Records from a collection:
PR #481, opened 2018-01-10
ZCS-2518 initialize LicenseExtension in ImapDaemon

tmclane:
Currently this emits a 'WARNING' level message if the extension is not found but continues loading in the case of FOSS and causes the appropriate 'ALERT' to be sent to an IMAP client connecting to the IMAPD when the license is bad / expired.

The rules for the alert appearance are the same as the internal imap server since it is using the same code and mechanism.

▶ Task goal: Could you copy every record above exactly as it stands?

▶ Task solution:
PR #481, opened 2018-01-10
ZCS-2518 initialize LicenseExtension in ImapDaemon

tmclane:
Currently this emits a 'WARNING' level message if the extension is not found but continues loading in the case of FOSS and causes the appropriate 'ALERT' to be sent to an IMAP client connecting to the IMAPD when the license is bad / expired.

The rules for the alert appearance are the same as the internal imap server since it is using the same code and mechanism.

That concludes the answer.